PROBLEM REQUIREMENTS: If a line in the listing contains "validation", copy it out whole.

MATERIAL SUPPLIED:
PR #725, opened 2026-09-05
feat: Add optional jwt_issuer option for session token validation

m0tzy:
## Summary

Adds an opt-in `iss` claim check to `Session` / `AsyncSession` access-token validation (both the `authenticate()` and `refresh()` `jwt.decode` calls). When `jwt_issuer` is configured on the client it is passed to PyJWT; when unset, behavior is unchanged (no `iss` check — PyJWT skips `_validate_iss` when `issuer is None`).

RESULT BELOW:
feat: Add optional jwt_issuer option for session token validation
Adds an opt-in `iss` claim check to `Session` / `AsyncSession` access-token validation (both the `authenticate()` and `refresh()` `jwt.decode` calls). When `jwt_issuer` is configured on the client it is passed to PyJWT; when unset, behavior is unchanged (no `iss` check — PyJWT skips `_validate_iss` when `issuer is None`).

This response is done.